Please copy every line of the records below that holds the word "Beskow".

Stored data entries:
********************

PR #2544, opened 2017-04-21
RELICENSE: Hendrik Beskow grant 

Asmod4n:
Problem: no relicense grant for Hendrik Beskow

Solution: add relicense grant


c-rack:
Thanks!

PR #4832, opened 2026-01-21
cmake: Don't hardcode include directories for installed targets

hebasto:
This fixes scenarios where user specifies `CMAKE_INSTALL_INCLUDEDIR`.


hebasto:
Rebased to refresh the CI.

********************

### Exercise result
RELICENSE: Hendrik Beskow grant 
Problem: no relicense grant for Hendrik Beskow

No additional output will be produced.